_Task goal_. In the records below, begin at the line that has "In addition to" and stop after the line that has "This is to implement"; quote those lines verbatim and nothing more.

_Records excerpted from a collection_.
======

Issue #1859, opened 2017-02-28
Show itemized individual contributions on candidate page


noahmanger:
So that users can easily see who's given to a candidate, show their individual contributions given to all of the candidate's authorized committees on their candidate page.  

---
![image](https://cloud.githubusercontent.com/assets/1696495/23386085/4d8a906c-fd09-11e6-9326-f6fabfdb6180.png)

![image](https://cloud.githubusercontent.com/assets/1696495/23385838/6a7f6e56-fd07-11e6-9a58-8c2e360e9226.png)

In addition to showing contributions [aggregated by state and size](https://github.com/18F/openFEC-web-app/issues/1858) this issue is to show the raw data itself. 

**Completion criteria:**
- [x] Show the committees that this is data for
- [x] User can toggle between two-year period (though not full-cycle, as you can't get that many years at once for schedule A and B)
- [x] User can toggle to "All transactions"
- [x] Results from `/schedules/schedule_a/` filtered down to individual contributions received during the time period for all authorized committees for this candidate in the time period.

noahmanger:
Resolved by https://github.com/18F/openFEC-web-app/pull/1876

Issue #1858, opened 2017-02-28
Show individual contributions by size and state on new candidate page


noahmanger:
So that users can know where a candidate's support comes from, show their contributions aggregated by **state** and **size** on their page. 

---
[InVision](https://gsa.invisionapp.com/share/ESA8FN046#/218195098_Candidate_-_Indiv_Contribs)

This is to implement one aspect of the "individual contributions" tab on the new candidate pages. It's basically the same as it is on committee pages, except only the "state" and "size" tabs:

![image](https://cloud.githubusercontent.com/assets/1696495/23385679/55a32096-fd06-11e6-857d-092c9f750e41.png)

![image](https://cloud.githubusercontent.com/assets/1696495/23385714/8bf3e8ec-fd06-11e6-8a14-80a013d0bfbd.png)

These are the endpoints to use:
- `/schedules/schedule_a/by_state/by_candidate/`
- `/schedules/schedule_a/by_size/by_candidate/`

**Completion criteria:**
- [x] Users can toggle between "by state" and "by size"
- [x] Contributions by state map implemented: 
  - [x] Clicking a state highlights the row in the table and vice versa
  - [x] Clicking the total number opens up `/receipts/individual-contributions/` filtered to the time period and the candidate's authorized committees (see implementation on the election pages) 
- [x] Contributions by size table implemented:
  - [x] the total number opens up `/receipts/individual-contributions/` filtered to the time period and the candidate's authorized committees (see implementation on the election pages)

noahmanger:
Resolved by https://github.com/18F/openFEC-web-app/pull/1876

Issue #1852, opened 2017-02-24
Committee Cycle Bug


patphongs:
I believe there are multiple instances of this bug, so if this logic were fixed, I think it will fix a lot of committee broken links. This is related to this issue #1845 

This bug seems to happen when `election_full=true`. If the committee filing does not exist for a given year (whether it be because they were terminated or has not filed yet), the `url_for` function needs to have logic to accommodate for those particular instances. Right now, I believe it is just taking the submitted cycle parameter as is with no additional logic? cc @jwchumley @PaulClark2 @LindsayYoung @ccostino 

# Terminated Committee Example
## GARN, E. J. JAKE
Link: https://beta.fec.gov/data/candidate/S4UT00027/?cycle=1986&election_full=true
### Campaign Committees
GARN CAMPAIGN COMMITTEE links for Money raised, Money spent, Reports filed are all broken because it is trying to pull a non-existent cycle (1986), even though the committee was terminated in 1984. 

### Joint fundraising committees
GARN/CFTR RECEPTION COMMITTEE link is broken because it is trying to pull a non-existent cycle (1986), my assumption is that this committee was also terminated in 1984.

# Not Yet Filed Committee Example
## COCHRAN, THAD
https://beta.fec.gov/data/candidate/S8MS00055/?cycle=2020&election_full=true

### Campaign Committees
CITIZENS FOR COCHRAN link is broken because it is trying to pull 2020 cycle information for the committee, but they have not filed yet for that cycle.

LindsayYoung:
What if for the campaign committee links on a full cycle candidate page, we don't add the cycle to the call that will take you to the most recent records for the committee? I think that might be the quickest cleanest fix for now.

It might be awkward if you are looking back in time because it may jump you forward but, if our timing is clearly labeled, it should be something people can deal with and get where they want to go.

PaulClark2:
I don't think this is going to fix the problem.

If I'm on a candidate page, https://beta.fec.gov/data/candidate/S8MS00055/?cycle=2020&election_full=true, then I click on "Money raised" https://beta.fec.gov/data/committee/C00091892/?cycle=2020&tab=receipt, I get a response that doesn't make sense. I get an "Oops!" message. 

Cochran has raised money during the period between 2015 and 2020 (technically 2015 and 2017).  

This isn't ok.  His committee has just over $1 million dollars in receipts.

LindsayYoung:
[...]

PR #1876, opened 2017-03-08
Feature/new candidate contributions

xtine:
Individual contributions for new candidate pages grouped by all transaction, contribution size, and contributor state.
https://github.com/18F/openFEC-web-app/issues/1859
https://github.com/18F/openFEC-web-app/issues/1858

screen shot 2017-03-08 at 12 27 06 pm

---

screen shot 2017-03-08 at 12 27 14 pm

---

screen shot 2017-03-08 at 12 27 19 pm

### DIFF
--- a/openfecwebapp/templates/partials/candidate/about-candidate.html
+++ b/openfecwebapp/templates/partials/candidate/about-candidate.html
@@ -107,7 +107,7 @@
       {% for committee in committee_groups['P'] | reverse %}
         <div class="callout callout--primary{% if loop.last %} u-no-margin{% endif %}">
           <h4 class="callout__title">
-            <a href="{{ url_for('committee_page', c_id=committee.committee_id, cycle=cycle) }}">{{ committee.name }}</a>
+            <a href="{{ url_for('committee_page', c_id=committee.committee_id) }}">{{ committee.name }}</a>
           </h4>
           <span class="callout__subtitle term" data-term="principal campaign committee">Principal campaign committee</span>
         </div>
@@ -117,7 +117,7 @@
       <ul class="list--bulleted row">
       {% for committee in committee_groups['A'] | reverse %}
         <li>
-          <a class="t-sans" href="{{ url_for('committee_page', c_id=committee.committee_id, cycle=cycle) }}">{{ committee.name }}</a>
+          <a class="t-sans" href="{{ url_for('committee_page', c_id=committee.committee_id) }}">{{ committee.name }}</a>
         </li>
       {% endfor %}
       </ul>
@@ -131,7 +131,7 @@
       <ul class="list--bulleted">
       {% for committee in committee_groups['J'] | reverse %}
         <li>
-          <a class="t-sans" href="{{ url_for('committee_page', c_id=committee.committee_id, cycle=cycle) }}">{{ committee.name }}</a>
+          <a class="t-sans" href="{{ url_for('committee_page', c_id=committee.committee_id) }}">{{ committee.name }}</a>
         </li>
       {% endfor %}
       </ul>
--- a/openfecwebapp/templates/partials/candidate/about-candidate.html
+++ b/openfecwebapp/templates/partials/candidate/about-candidate.html
@@ -1,5 +1,3 @@
-{% import 'macros/missing.html' as missing %}
-{% import 'macros/null.html' as null %}
 {% import 'macros/cycle-select.html' as select %}
 
 <section id="section-2" role="tabpanel" aria-hidden="true" aria-labelledby="section-2-heading">
--- a/openfecwebapp/templates/partials/candidate/individual-contributions.html
+++ b/openfecwebapp/templates/partials/candidate/individual-contributions.html
@@ -21,14 +21,39 @@
   </ul>
   <div class="content__section">
     <div class="results-info results-info--simple">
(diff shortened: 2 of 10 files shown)


openfecwebapp/templates/partials/candidate/individual-contributions.html
```diff
@@ -0,0 +1,152 @@
...
+      <div id="contributor-state" class="panel-toggle-element">
+
+        <div class="results-info results-info--simple">
+          <ul class="u-float-left">
+            <li class="tag__category">
+              <div class="tag__item">Report year: {{cycle - 1}} to {{cycle}}</div>
+            </li>
+          </ul>
+
+          <button type="button" class="js-export button button--cta button--export" data-export-for="contributor-state">Export</button>
```
noahmanger: We need to somewhere add the logic to disable this if the total count is over the limit (100k results).

static/js/pages/candidate-single.js
```diff
@@ -4,11 +4,41 @@
...
 var columns = require('../modules/columns');
 
+function buildStateUrl($elm) {
+  return helpers.buildUrl(
+    ['committee', $elm.data('committee-id'), 'schedules', 'schedule_a', 'by_state'],
+    {cycle: $elm.data('cycle'), per_page: 99}
+  );
+}
+
+function highlightRowAndState($map, $table, state, scroll) {
```
noahmanger: Is this the same function that's used on the committee state map? Should it be exported from some common place so it's not duplicated?

openfecwebapp/templates/partials/candidate/individual-contributions.html
xtine: Is there another place where the button is disabled with large total counts?

xtine:
Pulled the map event code into its own modules file, and simplified the state map code in candidate/committee files.

xtine:
@noahmanger: If you go to the current candidate page for Hillary (https://beta.fec.gov/data/candidate/P00003392/?cycle=2016&election_full=true), the link out for Hillary Clinton for President results in a 404 because of the cycle. Is this related to `committee_groups['A']`?

noahmanger:
Ah yes. @xtine this came up earlier in https://github.com/18F/openFEC-web-app/issues/1852 . The issue is that the committee was active in a previous two-year period and was then shut down, so there's no page for `?cycle=2016`.

The solution we nailed down there is to exclude the cycle paramater when linking to committee pages from the most recent time period. 

That will solve the broken link problem, but won't solve the issue of including old committees in the "Showing data for:" section. I'm not sure how to deal with that (other than removing entirely).

openfecwebapp/templates/partials/candidate/individual-contributions.html
noahmanger: It's how the main datatable pages work (checkout the `datatable.refreshExport()` method).

static/js/modules/maps-event.js
```diff
@@ -0,0 +1,49 @@
+'use strict';
+
+var $ = require('jquery');
```
noahmanger: Yay for pulling this out! Would it make more sense included in `maps.js` though? Fewer places to look in the future.

openfecwebapp/templates/partials/candidate/about-candidate.html
```diff
@@ -107,7 +107,7 @@ <h2 id="section-2-heading">About this candidate</h2>
       {% for committee in committee_groups['P'] | reverse %}
         <div class="callout callout--primary{% if loop.last %} u-no-margin{% endif %}">
           <h4 class="callout__title">
-            <a href="{{ url_for('committee_page', c_id=committee.committee_id, cycle=cycle) }}">{{ committee.name }}</a>
+            <a href="{{ url_for('committee_page', c_id=committee.committee_id) }}">{{ committee.name }}</a>
```
noahmanger: Ack, sorry, I don't think I explained that well. We only want to exclude the cycle parameter if we're looking at the most recent time period. That way if you're looking at historical data, it still takes you to the historical committee page. Or does that bring up all kinds of weird logic that would just make it a mess?

xtine: Hmm.. in `constants.py`, is `DEFAULT_TIME_PERIOD` the most recent time period? If so then I can just omit passing cycle to url if it matches that in `committee_page`.

xtine:
@noahmanger: Would it be sufficient to just only show committees that match the current cycle in itemized disbursements? Example:
```
      {% for committee in committee_groups['P'] | reverse %}
      {% if committee.cycle == cycle %}
      <li>
        <a class="t-sans" href="{{ url_for('committee_page', c_id=committee.committee_id, cycle=cycle) }}">{{ committee.name }}</a>
      </li>
      {% endif %}
      {% endfor %}
```

noahmanger:
Oh yeah! That does it.

openfecwebapp/templates/partials/candidate/individual-contributions.html
xtine: I was confused at first, but then realized that it wasn't disabling the button because I didn't label the button correctly (individual-contributions).

static/js/modules/maps-event.js
xtine: The state map is also used in the elections page and doesn't have the map and table click events.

======

_Written answer_.
In addition to showing contributions [aggregated by state and size](https://github.com/18F/openFEC-web-app/issues/1858) this issue is to show the raw data itself. 

**Completion criteria:**
- [x] Show the committees that this is data for
- [x] User can toggle between two-year period (though not full-cycle, as you can't get that many years at once for schedule A and B)
- [x] User can toggle to "All transactions"
- [x] Results from `/schedules/schedule_a/` filtered down to individual contributions received during the time period for all authorized committees for this candidate in the time period.

noahmanger:
Resolved by https://github.com/18F/openFEC-web-app/pull/1876

Issue #1858, opened 2017-02-28
Show individual contributions by size and state on new candidate page


noahmanger:
So that users can know where a candidate's support comes from, show their contributions aggregated by **state** and **size** on their page. 

---
[InVision](https://gsa.invisionapp.com/share/ESA8FN046#/218195098_Candidate_-_Indiv_Contribs)

This is to implement one aspect of the "individual contributions" tab on the new candidate pages. It's basically the same as it is on committee pages, except only the "state" and "size" tabs:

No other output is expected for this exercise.